With lower capital gains tax rates,
now is a great time to give away appreciated securities to
relatives in low tax brackets.
For instance, let's say
your children or grandchildren are approaching college age.
You can give each of them up to $11,000 worth of appreciated
securities this year without any gift or estate tax
consequences. If you’re married, your spouse can give away
$11,000 to each child too. The recipients of your generosity
can then sell the appreciated securities and pay only 5
percent capital gains tax, if they're in the 10 or 15 percent
tax brackets. The sales proceeds can be used to cover college
expenses. For this to work, however, you and the gift
recipient must have a combined ownership period of more than
one year.
Warning:
This strategy can backfire if the child is under age 14. Why?

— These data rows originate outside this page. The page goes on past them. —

PR #150, opened 2018-06-08
[ML-3581] Add benchmarks to mllib-large.yaml for regression

ludatabricks:
Benchmark for regression is added to mllib-large.yaml.
DecisionTreeRegression, GLMRegression, LinearRegression, and RandomForestRegression are added. 

GBT, AFTSurvivalRegression, and IsotonicRegression are missing in spark-sql-perf.

### DIFF
--- a/src/main/resources/com/databricks/spark/sql/perf/mllib/config/mllib-large.yaml
+++ b/src/main/resources/com/databricks/spark/sql/perf/mllib/config/mllib-large.yaml
@@ -68,3 +68,26 @@ benchmarks:
       regParam: 0.01
       rank: 10
       maxIter: 10
+  - name: regression.DecisionTreeRegression
+    params:
+      depth: [5, 10]
+      numClasses: 4
+  - name: regression.GLMRegression
+    params:
+      numExamples: 500000
+      numTestExamples: 500000
+      numFeatures: 1000
+      link: log
+      family: gaussian
+      tol: 1e-6
+      maxIter: 10
+      regParam: 0.1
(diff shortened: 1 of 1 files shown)


src/main/resources/com/databricks/spark/sql/perf/mllib/config/mllib-large.yaml
```diff
@@ -67,4 +67,27 @@ benchmarks:
       numItems: 6000000
       regParam: 0.01
       rank: 10
-      maxIter: 10
\ No newline at end of file
+      maxIter: 10
+  - name: regression.DecisionTreeRegression
+    params:
+      depth: [5, 10]
+      numClasses: 4
```
jkbradley: Regression should not use numClasses

src/main/resources/com/databricks/spark/sql/perf/mllib/config/mllib-large.yaml
```diff
@@ -67,4 +67,27 @@ benchmarks:
...
+  - name: regression.GLMRegression
+    params:
+      numExamples: 500000
+      numTestExamples: 500000
+      numFeatures: 1000
+      link: log
+      family: gaussian
+      tol: 1e-6
```
jkbradley: If we're testing for time/iteration, then I'd set tol to 0 and use maxIter to set the iteration count.

jkbradley:
The running times look fine.  Thanks!

jkbradley:
LGTM
Merging with master
Thanks!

Under the “Kiddie Tax” rules, some or all of the youngster’s
capital gains may be taxed at the parents’ higher rate. Of
course, that defeats the whole purpose.
If you're
considering giving stock, you should know this: A gift of
stock can be a wonderful thing, but it will be more wonderful
if you provide a few facts the recipient will need later. If
this information isn’t known, it can create problems when the
recipient tries to sell the stock, which could be decades
after you die. Take the time to provide these details with
your gift:
Your tax basis (cost basis) in the
stock and the purchase date.
The fair market value on the day you
make the gift.
The amount of any gift tax you might
have paid on the appreciation of the stock.
As you can see, gifts made during your lifetime can make a
great deal of tax-sense if your estate is large enough,
compared with letting the assets be eaten away by estate tax.
Still, not everyone is comfortable with the idea of giving
away assets. You might be worried that you'll need them
someday or you may feel your children aren't ready to manage
the assets. Both are legitimate concerns. You may want to
maintain your lifestyle years from now and not watch your
children squander your savings.
Planned gift giving is
not a do-it-yourself project. You worked hard to accumulate
assets and you want to make sure they're handled properly.
Consult with your estate planning adviser to help achieve the
greatest tax savings while maximizing your wealth.